• Work order
Each line in the records below, from the one that contains "support for text" to the one that contains "### The additional", should be reproduced exactly, the first and last included.

Records for this exercise: Begin

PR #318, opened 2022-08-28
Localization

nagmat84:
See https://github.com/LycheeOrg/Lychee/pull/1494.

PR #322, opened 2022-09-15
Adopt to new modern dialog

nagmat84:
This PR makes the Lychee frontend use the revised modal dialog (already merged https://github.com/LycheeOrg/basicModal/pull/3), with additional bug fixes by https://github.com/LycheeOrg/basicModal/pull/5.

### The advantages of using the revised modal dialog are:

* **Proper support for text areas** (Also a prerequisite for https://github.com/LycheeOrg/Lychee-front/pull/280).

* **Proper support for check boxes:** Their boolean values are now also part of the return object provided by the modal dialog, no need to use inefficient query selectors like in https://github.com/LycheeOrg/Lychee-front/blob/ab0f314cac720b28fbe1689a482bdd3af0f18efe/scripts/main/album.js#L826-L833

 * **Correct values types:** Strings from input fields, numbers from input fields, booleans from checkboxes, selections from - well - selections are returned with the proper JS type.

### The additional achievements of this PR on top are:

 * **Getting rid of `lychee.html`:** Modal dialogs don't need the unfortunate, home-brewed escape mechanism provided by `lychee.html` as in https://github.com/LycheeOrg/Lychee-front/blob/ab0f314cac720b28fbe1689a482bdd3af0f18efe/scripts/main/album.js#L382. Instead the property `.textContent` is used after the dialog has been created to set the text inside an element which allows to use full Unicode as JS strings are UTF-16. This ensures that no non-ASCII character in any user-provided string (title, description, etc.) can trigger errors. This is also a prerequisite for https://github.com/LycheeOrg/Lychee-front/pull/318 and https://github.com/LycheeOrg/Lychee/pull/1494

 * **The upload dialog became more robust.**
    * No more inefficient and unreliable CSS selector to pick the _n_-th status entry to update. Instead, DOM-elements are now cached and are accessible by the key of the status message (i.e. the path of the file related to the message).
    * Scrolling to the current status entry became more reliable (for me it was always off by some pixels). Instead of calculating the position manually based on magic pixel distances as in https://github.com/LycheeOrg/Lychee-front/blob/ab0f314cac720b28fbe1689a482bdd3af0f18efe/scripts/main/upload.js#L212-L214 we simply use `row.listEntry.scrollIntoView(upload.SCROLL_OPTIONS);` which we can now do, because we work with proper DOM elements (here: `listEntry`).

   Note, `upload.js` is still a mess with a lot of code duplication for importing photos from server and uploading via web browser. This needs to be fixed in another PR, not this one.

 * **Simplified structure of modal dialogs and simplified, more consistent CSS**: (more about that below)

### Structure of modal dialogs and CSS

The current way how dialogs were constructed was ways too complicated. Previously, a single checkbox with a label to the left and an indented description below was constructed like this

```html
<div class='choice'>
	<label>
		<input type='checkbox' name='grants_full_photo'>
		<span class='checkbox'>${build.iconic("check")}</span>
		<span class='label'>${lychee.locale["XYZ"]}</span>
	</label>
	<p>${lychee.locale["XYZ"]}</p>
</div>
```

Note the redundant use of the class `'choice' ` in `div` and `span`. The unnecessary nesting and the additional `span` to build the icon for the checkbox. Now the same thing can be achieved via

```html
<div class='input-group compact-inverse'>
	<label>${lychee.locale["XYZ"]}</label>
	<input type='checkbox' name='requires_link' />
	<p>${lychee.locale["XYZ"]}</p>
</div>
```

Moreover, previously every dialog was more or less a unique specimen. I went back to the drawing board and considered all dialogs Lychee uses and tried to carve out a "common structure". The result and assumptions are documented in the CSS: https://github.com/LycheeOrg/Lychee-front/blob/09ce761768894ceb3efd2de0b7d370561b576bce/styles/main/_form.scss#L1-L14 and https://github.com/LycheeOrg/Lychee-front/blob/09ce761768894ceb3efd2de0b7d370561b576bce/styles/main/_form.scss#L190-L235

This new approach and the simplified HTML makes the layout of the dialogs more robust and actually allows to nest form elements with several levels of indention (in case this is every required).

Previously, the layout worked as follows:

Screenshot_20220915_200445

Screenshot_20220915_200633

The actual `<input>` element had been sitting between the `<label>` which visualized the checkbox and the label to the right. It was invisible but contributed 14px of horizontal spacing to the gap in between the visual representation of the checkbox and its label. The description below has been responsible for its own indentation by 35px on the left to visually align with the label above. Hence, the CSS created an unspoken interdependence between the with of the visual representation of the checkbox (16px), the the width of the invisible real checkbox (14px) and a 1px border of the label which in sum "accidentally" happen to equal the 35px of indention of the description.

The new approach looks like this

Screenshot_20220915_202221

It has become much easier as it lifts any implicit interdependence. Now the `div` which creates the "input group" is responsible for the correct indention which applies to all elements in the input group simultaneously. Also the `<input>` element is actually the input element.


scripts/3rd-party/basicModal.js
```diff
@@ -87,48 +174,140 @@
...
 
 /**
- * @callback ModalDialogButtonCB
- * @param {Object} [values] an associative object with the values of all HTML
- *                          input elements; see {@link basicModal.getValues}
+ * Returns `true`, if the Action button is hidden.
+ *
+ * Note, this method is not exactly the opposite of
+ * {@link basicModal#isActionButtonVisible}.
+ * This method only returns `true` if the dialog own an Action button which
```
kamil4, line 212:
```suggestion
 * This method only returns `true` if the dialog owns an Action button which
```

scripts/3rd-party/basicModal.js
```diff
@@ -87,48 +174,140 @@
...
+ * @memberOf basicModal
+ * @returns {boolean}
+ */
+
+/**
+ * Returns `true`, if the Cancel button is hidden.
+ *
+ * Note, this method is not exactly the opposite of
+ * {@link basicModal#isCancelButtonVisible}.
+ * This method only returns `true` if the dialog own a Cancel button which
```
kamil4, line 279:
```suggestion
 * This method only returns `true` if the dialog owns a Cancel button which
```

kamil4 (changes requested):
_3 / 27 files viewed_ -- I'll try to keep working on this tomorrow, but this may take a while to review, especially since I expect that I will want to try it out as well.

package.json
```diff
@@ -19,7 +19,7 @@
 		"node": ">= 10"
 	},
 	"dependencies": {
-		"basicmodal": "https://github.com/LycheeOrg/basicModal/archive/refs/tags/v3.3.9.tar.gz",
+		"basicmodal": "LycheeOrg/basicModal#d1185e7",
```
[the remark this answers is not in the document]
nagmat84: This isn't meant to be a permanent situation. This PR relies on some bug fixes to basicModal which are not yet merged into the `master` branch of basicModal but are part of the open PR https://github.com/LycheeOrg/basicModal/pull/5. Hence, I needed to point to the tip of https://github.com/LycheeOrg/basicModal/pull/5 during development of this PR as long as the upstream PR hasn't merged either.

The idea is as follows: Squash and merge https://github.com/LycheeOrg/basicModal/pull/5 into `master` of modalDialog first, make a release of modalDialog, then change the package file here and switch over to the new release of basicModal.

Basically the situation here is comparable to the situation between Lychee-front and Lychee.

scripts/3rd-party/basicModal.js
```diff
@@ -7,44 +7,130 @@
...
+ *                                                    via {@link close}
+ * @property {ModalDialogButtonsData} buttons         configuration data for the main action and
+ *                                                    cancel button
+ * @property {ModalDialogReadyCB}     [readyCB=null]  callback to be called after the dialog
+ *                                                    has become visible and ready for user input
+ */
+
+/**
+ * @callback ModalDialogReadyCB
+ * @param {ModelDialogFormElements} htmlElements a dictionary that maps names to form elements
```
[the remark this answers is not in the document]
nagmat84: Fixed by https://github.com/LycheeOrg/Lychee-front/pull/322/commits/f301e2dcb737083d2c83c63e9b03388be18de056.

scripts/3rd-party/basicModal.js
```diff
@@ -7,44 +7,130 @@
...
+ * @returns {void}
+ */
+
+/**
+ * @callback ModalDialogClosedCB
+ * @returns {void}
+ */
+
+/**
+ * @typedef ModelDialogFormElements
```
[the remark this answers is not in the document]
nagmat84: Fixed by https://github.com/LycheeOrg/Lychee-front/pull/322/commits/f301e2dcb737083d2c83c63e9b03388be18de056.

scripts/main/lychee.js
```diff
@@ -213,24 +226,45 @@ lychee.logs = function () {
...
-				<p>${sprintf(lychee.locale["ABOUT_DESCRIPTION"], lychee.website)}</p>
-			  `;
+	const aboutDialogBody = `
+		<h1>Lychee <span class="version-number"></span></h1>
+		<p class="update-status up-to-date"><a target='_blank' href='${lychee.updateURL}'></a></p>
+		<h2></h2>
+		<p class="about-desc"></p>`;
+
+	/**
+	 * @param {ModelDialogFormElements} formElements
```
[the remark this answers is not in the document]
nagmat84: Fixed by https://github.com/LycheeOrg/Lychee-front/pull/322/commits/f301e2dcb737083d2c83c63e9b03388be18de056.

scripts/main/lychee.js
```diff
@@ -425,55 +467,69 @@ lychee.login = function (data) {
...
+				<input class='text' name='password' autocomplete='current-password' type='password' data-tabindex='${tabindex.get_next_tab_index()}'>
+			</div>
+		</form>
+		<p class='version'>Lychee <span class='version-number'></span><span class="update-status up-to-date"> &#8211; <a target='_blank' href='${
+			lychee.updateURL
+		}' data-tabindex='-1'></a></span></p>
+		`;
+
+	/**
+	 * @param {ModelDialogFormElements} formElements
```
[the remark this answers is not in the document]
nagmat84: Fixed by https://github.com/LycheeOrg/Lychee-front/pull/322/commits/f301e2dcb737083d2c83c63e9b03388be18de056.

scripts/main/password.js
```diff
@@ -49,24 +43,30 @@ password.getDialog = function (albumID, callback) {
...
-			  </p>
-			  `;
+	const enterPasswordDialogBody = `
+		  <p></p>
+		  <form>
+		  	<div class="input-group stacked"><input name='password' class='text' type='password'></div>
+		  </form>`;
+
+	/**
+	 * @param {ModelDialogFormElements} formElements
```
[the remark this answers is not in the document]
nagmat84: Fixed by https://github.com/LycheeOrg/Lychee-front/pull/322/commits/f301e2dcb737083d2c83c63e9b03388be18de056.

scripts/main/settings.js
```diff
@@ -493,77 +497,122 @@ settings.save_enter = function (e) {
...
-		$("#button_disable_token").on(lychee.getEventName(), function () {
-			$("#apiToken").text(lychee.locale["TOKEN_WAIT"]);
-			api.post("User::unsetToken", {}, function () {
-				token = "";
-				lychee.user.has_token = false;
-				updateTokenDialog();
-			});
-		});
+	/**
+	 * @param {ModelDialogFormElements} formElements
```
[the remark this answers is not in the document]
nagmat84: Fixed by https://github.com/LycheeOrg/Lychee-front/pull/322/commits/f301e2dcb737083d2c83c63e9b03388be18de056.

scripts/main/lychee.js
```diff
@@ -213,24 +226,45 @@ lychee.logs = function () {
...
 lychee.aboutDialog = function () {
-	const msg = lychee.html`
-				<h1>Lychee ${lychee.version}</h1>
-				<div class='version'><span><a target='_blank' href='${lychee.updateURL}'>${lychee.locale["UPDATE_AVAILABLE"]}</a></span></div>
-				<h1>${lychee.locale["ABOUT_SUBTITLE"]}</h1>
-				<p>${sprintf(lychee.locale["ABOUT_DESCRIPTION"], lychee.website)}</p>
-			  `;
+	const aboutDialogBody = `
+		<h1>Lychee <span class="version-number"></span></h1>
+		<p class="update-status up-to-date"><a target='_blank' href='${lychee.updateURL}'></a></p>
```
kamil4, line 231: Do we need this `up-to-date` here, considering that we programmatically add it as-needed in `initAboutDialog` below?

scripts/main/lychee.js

Records for this exercise: End

• Result below
* **Proper support for text areas** (Also a prerequisite for https://github.com/LycheeOrg/Lychee-front/pull/280).

* **Proper support for check boxes:** Their boolean values are now also part of the return object provided by the modal dialog, no need to use inefficient query selectors like in https://github.com/LycheeOrg/Lychee-front/blob/ab0f314cac720b28fbe1689a482bdd3af0f18efe/scripts/main/album.js#L826-L833

 * **Correct values types:** Strings from input fields, numbers from input fields, booleans from checkboxes, selections from - well - selections are returned with the proper JS type.

### The additional achievements of this PR on top are:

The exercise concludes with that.